◆ **HOW TO COMPLETE THIS TASK**: Reproduce the data that follows precisely.

◆ **RECORDED INFORMATION**:
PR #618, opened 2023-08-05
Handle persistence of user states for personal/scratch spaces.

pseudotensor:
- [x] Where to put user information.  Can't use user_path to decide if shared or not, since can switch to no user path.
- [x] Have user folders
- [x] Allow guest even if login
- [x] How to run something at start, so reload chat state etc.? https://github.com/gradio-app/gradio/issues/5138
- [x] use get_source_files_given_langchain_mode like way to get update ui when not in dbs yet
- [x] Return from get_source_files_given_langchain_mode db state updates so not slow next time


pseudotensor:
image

◆ **EXPECTED ANSWER**:
PR #618, opened 2023-08-05
Handle persistence of user states for personal/scratch spaces.

pseudotensor:
- [x] Where to put user information.  Can't use user_path to decide if shared or not, since can switch to no user path.
- [x] Have user folders
- [x] Allow guest even if login
- [x] How to run something at start, so reload chat state etc.? https://github.com/gradio-app/gradio/issues/5138
- [x] use get_source_files_given_langchain_mode like way to get update ui when not in dbs yet
- [x] Return from get_source_files_given_langchain_mode db state updates so not slow next time


pseudotensor:
image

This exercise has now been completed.